#### Data
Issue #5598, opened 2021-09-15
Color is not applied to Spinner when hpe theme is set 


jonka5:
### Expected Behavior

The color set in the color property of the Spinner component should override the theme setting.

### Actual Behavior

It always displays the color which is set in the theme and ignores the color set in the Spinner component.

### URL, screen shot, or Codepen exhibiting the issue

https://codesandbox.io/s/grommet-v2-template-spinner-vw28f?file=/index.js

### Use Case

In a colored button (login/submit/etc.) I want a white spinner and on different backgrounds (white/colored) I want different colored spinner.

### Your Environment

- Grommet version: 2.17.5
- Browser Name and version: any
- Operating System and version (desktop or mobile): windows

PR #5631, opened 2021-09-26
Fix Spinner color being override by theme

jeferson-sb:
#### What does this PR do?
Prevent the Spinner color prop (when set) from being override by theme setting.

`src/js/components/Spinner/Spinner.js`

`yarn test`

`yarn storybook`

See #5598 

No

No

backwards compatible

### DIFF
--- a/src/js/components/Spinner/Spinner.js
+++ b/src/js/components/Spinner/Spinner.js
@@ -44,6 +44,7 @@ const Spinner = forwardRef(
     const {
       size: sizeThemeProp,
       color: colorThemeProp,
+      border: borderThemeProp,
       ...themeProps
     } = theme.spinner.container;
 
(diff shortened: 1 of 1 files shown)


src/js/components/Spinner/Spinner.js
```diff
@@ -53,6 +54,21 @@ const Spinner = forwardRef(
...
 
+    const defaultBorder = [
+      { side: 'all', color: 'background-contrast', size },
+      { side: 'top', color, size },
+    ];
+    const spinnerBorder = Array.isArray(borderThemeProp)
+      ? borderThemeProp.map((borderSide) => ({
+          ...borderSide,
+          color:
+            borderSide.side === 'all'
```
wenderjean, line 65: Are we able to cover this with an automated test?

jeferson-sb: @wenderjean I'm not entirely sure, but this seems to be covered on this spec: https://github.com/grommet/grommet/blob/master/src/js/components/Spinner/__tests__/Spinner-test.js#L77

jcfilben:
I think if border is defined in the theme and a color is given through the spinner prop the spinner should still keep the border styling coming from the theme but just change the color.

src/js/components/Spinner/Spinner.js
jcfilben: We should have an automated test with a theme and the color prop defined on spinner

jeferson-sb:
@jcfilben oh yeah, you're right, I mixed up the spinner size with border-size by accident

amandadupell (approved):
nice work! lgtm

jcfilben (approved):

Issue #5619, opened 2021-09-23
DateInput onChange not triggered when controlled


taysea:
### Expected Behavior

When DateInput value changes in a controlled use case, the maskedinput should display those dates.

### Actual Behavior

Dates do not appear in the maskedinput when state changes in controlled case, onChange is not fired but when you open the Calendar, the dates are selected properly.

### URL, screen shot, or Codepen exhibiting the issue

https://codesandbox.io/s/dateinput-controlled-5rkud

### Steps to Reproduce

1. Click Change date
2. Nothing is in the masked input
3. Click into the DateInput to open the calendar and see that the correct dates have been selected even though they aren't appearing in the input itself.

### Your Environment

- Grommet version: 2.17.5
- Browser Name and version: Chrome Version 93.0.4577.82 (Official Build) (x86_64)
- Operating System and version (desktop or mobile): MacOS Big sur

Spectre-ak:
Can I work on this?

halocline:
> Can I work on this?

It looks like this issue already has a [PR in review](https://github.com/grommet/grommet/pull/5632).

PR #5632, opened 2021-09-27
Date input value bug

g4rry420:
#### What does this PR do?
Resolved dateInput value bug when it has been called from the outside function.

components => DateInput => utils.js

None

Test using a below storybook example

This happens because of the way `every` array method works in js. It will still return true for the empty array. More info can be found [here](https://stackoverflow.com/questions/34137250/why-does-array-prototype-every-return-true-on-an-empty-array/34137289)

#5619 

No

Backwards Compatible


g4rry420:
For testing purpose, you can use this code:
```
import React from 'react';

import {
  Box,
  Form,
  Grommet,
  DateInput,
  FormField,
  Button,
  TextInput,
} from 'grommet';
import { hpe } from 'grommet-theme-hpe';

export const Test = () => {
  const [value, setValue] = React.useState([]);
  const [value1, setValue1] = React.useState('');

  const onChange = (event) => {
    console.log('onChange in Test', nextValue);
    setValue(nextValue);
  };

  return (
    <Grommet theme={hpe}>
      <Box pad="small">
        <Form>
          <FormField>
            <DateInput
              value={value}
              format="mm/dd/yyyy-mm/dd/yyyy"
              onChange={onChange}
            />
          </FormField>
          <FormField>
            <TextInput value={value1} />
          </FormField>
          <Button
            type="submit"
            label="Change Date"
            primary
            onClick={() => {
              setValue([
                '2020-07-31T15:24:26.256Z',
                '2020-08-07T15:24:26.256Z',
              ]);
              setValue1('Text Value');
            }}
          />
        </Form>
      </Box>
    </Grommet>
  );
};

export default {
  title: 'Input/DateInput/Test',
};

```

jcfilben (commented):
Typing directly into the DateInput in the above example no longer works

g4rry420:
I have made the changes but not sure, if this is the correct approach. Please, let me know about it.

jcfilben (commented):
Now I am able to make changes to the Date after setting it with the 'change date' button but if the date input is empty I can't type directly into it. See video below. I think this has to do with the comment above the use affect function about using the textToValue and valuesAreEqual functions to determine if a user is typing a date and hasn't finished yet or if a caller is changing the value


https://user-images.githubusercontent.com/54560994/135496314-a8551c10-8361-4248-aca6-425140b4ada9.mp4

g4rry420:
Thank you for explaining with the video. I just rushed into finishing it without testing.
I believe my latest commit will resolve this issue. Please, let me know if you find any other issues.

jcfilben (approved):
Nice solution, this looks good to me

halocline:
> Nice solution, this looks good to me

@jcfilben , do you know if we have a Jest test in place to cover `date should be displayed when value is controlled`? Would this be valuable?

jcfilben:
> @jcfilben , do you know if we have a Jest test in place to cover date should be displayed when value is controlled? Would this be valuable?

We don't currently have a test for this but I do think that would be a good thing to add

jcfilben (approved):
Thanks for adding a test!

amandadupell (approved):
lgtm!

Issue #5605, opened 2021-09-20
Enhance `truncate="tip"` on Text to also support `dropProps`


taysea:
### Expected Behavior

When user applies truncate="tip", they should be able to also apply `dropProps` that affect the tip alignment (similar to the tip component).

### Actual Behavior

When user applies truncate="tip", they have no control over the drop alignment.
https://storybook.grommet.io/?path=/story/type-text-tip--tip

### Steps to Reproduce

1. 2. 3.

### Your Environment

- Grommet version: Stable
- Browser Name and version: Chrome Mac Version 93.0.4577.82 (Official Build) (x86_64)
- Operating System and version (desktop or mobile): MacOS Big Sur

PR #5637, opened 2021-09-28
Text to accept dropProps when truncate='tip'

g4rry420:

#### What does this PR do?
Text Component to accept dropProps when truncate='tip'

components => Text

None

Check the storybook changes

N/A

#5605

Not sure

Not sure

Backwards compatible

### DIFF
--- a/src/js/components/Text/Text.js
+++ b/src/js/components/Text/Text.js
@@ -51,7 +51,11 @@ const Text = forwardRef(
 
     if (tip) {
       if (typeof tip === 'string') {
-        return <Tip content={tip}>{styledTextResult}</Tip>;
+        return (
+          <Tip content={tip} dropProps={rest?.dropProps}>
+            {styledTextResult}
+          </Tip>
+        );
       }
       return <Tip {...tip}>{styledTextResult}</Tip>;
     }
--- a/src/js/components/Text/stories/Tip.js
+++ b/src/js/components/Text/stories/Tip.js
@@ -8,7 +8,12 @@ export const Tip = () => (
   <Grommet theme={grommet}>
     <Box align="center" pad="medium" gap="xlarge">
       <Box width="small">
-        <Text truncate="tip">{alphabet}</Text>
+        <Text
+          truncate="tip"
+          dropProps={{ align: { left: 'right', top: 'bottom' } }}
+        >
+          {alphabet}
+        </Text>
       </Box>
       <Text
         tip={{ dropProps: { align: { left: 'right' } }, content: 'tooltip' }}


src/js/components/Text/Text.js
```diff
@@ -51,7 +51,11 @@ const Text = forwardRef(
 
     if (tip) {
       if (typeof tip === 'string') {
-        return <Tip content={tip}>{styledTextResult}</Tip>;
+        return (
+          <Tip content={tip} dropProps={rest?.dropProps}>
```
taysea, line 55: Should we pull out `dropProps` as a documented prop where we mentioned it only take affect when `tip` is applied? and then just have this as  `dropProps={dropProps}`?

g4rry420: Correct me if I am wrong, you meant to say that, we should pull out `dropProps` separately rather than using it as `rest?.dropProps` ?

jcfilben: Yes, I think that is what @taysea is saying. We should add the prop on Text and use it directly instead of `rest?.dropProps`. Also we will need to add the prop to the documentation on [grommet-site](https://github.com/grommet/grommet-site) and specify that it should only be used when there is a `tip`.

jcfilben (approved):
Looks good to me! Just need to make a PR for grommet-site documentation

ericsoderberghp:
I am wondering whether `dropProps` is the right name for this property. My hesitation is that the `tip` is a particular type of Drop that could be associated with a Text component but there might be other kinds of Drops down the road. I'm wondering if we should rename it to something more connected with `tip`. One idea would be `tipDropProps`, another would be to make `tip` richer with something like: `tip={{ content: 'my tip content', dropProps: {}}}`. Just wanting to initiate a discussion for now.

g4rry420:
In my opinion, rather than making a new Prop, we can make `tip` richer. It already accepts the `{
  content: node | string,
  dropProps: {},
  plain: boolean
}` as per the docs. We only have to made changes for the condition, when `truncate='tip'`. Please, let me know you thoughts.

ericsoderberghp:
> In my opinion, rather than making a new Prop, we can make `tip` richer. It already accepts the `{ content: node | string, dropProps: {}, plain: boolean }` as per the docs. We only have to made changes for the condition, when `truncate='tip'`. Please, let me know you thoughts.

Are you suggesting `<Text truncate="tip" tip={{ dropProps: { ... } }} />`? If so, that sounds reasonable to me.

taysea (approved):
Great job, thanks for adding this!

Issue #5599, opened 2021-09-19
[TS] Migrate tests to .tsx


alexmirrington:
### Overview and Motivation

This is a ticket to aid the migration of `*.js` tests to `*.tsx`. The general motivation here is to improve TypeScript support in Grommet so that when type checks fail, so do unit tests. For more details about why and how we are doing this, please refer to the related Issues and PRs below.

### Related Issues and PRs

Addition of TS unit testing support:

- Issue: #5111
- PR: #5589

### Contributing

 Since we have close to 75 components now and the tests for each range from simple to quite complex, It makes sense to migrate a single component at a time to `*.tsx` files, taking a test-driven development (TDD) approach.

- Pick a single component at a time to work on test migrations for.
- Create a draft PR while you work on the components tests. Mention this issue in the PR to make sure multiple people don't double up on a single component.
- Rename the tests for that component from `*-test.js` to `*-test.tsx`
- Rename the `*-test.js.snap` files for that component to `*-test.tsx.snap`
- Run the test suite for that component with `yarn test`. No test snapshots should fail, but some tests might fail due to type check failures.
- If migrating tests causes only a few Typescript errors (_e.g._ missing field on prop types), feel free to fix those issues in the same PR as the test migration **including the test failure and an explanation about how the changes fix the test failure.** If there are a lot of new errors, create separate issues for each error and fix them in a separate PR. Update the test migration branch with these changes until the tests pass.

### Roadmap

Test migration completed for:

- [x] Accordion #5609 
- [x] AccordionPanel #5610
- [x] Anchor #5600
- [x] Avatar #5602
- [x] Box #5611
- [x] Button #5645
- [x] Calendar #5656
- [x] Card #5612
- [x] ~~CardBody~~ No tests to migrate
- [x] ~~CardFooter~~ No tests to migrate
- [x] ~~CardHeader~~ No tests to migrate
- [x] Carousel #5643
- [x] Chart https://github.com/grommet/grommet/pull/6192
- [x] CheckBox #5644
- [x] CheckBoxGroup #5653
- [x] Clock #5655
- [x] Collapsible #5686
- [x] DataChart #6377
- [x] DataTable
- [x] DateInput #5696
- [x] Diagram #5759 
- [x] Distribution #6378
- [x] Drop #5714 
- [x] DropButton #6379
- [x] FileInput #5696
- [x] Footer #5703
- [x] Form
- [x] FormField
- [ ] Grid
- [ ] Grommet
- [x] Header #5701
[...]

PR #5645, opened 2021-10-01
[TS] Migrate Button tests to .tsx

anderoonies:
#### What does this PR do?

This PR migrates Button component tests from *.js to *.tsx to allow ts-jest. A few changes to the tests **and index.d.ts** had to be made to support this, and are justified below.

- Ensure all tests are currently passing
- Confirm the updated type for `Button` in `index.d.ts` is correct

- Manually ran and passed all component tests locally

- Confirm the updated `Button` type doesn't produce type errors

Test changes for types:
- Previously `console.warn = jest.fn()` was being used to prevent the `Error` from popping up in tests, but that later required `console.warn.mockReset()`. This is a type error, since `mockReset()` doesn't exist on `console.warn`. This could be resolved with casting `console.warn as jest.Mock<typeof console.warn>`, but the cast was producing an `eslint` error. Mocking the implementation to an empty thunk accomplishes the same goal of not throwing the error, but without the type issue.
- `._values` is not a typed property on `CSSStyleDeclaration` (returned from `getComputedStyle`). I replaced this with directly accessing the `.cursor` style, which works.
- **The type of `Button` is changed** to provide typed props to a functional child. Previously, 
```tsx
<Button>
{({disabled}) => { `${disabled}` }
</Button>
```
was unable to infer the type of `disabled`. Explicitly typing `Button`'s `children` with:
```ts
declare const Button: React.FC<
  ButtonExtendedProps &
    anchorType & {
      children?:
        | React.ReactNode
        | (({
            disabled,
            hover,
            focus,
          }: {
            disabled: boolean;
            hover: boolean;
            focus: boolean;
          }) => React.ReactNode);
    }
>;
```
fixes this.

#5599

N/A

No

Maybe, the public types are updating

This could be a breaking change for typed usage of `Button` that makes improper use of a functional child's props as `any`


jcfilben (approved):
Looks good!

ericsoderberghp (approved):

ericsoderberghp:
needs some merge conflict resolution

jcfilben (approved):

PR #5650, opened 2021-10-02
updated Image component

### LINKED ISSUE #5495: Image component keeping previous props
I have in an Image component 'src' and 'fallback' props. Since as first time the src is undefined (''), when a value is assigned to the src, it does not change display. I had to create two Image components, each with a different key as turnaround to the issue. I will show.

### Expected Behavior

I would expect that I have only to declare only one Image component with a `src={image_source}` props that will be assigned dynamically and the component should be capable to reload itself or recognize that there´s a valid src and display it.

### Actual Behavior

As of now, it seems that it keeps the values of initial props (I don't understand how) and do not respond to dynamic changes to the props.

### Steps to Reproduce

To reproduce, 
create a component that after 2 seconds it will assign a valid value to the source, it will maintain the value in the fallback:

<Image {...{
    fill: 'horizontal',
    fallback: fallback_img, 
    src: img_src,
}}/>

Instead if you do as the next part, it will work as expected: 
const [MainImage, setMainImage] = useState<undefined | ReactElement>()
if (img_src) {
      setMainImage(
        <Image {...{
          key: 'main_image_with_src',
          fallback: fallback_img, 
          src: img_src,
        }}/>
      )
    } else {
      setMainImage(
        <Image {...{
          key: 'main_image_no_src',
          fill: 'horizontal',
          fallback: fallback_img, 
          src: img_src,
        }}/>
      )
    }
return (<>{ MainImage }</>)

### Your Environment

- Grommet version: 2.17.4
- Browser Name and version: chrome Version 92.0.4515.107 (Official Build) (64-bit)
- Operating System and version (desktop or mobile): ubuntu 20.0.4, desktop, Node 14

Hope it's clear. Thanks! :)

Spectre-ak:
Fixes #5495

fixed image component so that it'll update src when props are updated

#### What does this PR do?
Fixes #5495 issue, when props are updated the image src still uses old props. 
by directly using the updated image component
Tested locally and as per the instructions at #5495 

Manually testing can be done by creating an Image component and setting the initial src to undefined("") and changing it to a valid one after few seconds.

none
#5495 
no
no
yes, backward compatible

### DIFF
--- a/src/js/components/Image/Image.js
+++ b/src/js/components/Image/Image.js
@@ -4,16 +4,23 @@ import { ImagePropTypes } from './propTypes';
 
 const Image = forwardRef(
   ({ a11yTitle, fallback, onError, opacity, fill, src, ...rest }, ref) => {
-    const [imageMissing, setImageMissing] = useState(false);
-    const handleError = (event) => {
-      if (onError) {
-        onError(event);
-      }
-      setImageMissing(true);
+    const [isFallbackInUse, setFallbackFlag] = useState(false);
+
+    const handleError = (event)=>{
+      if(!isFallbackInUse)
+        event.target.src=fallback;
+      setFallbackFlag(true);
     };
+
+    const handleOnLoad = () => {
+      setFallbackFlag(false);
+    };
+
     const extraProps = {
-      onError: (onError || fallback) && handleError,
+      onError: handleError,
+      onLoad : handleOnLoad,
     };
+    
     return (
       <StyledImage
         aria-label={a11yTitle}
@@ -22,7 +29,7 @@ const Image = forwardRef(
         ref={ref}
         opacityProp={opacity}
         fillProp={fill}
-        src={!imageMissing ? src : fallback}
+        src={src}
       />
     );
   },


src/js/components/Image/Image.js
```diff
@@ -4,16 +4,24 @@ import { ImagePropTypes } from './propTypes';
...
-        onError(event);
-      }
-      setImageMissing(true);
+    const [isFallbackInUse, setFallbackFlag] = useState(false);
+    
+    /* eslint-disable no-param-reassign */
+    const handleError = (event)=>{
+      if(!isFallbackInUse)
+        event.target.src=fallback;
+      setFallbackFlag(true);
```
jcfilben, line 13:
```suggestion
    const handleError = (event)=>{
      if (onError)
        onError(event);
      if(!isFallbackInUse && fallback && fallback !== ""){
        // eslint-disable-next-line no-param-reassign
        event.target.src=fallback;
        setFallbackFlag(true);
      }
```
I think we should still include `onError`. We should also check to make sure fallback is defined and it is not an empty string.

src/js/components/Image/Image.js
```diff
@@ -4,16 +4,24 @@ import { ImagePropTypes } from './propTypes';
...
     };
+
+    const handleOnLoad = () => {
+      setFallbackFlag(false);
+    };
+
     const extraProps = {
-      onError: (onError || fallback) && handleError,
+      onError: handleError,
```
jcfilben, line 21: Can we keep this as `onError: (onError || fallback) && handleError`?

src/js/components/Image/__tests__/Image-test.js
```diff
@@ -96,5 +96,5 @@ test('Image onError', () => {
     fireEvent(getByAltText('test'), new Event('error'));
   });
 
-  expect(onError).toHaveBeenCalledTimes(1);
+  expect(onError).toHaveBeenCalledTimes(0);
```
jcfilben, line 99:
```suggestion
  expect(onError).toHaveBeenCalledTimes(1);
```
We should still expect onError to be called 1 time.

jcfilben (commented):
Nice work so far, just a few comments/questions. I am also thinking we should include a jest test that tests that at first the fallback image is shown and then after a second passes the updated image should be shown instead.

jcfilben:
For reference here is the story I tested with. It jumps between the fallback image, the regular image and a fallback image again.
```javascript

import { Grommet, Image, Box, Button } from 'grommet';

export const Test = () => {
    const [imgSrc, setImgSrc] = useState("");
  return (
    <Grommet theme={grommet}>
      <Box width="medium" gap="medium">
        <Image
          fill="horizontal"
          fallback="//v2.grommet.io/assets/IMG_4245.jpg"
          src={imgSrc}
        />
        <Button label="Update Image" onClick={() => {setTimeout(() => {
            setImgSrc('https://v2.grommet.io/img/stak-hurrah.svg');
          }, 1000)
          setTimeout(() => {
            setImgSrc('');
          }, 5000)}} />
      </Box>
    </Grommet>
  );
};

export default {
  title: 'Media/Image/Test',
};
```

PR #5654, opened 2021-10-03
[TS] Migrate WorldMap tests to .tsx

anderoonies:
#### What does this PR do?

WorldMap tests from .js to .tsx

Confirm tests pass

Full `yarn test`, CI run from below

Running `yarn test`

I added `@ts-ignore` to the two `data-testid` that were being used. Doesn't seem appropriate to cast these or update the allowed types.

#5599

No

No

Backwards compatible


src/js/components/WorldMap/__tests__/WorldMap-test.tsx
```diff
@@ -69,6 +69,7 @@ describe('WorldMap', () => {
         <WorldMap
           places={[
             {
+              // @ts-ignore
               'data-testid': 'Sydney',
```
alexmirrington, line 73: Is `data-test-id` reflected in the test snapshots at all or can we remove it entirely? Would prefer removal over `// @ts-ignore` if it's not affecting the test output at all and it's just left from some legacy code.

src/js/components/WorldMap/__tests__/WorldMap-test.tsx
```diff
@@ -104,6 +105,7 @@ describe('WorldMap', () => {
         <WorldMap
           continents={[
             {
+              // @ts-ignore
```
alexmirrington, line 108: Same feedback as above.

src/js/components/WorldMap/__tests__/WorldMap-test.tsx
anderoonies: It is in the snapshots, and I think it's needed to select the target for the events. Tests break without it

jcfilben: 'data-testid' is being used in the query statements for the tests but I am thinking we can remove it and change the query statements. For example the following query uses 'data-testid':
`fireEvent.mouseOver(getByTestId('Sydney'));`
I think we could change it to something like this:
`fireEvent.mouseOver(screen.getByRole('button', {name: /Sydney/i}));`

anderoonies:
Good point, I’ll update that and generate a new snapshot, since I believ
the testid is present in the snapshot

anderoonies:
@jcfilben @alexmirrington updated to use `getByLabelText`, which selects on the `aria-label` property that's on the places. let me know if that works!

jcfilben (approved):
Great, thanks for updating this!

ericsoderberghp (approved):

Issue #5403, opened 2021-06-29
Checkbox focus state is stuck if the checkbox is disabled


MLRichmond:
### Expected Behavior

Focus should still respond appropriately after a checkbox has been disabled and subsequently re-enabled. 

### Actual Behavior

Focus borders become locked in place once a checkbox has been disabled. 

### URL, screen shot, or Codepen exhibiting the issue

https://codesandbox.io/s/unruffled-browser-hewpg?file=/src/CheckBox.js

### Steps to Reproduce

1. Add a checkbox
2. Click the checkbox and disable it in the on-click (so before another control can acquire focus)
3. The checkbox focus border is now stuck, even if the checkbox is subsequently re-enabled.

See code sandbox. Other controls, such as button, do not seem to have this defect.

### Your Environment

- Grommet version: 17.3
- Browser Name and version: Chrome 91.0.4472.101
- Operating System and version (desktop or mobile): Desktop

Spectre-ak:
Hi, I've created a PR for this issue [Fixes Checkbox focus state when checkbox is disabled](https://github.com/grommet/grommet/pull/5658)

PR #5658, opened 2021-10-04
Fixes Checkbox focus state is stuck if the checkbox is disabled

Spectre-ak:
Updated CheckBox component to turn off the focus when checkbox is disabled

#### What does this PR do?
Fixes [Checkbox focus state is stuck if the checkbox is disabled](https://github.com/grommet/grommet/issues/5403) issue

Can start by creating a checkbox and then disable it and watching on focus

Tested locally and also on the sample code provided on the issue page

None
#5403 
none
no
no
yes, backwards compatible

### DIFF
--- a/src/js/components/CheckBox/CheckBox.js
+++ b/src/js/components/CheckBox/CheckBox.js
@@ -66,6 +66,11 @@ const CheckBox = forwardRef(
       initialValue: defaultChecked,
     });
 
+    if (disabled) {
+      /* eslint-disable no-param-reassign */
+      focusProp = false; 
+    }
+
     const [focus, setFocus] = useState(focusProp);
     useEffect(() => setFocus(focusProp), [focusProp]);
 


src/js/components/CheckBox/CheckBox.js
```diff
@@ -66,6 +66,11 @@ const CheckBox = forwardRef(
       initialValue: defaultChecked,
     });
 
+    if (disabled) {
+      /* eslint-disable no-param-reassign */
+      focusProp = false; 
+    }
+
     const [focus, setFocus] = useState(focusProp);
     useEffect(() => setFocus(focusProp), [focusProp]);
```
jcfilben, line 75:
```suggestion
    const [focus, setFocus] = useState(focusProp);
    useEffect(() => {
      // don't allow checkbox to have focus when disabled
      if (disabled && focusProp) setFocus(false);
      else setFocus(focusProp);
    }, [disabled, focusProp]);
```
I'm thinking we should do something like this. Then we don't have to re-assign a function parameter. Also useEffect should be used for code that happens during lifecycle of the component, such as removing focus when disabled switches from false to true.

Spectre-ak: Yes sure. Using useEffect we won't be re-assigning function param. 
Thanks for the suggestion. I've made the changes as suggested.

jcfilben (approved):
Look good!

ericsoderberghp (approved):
########
:: Work instruction ::
Retype the records above, but only those lines that fall between the line containing "- [x] Distribution #6378" and the line containing "Test changes for", with both of those lines included, exactly as written.

:: Answer to this exercise ::
- [x] Distribution #6378
- [x] Drop #5714 
- [x] DropButton #6379
- [x] FileInput #5696
- [x] Footer #5703
- [x] Form
- [x] FormField
- [ ] Grid
- [ ] Grommet
- [x] Header #5701
[...]

PR #5645, opened 2021-10-01
[TS] Migrate Button tests to .tsx

anderoonies:
#### What does this PR do?

This PR migrates Button component tests from *.js to *.tsx to allow ts-jest. A few changes to the tests **and index.d.ts** had to be made to support this, and are justified below.

- Ensure all tests are currently passing
- Confirm the updated type for `Button` in `index.d.ts` is correct

- Manually ran and passed all component tests locally

- Confirm the updated `Button` type doesn't produce type errors

Test changes for types:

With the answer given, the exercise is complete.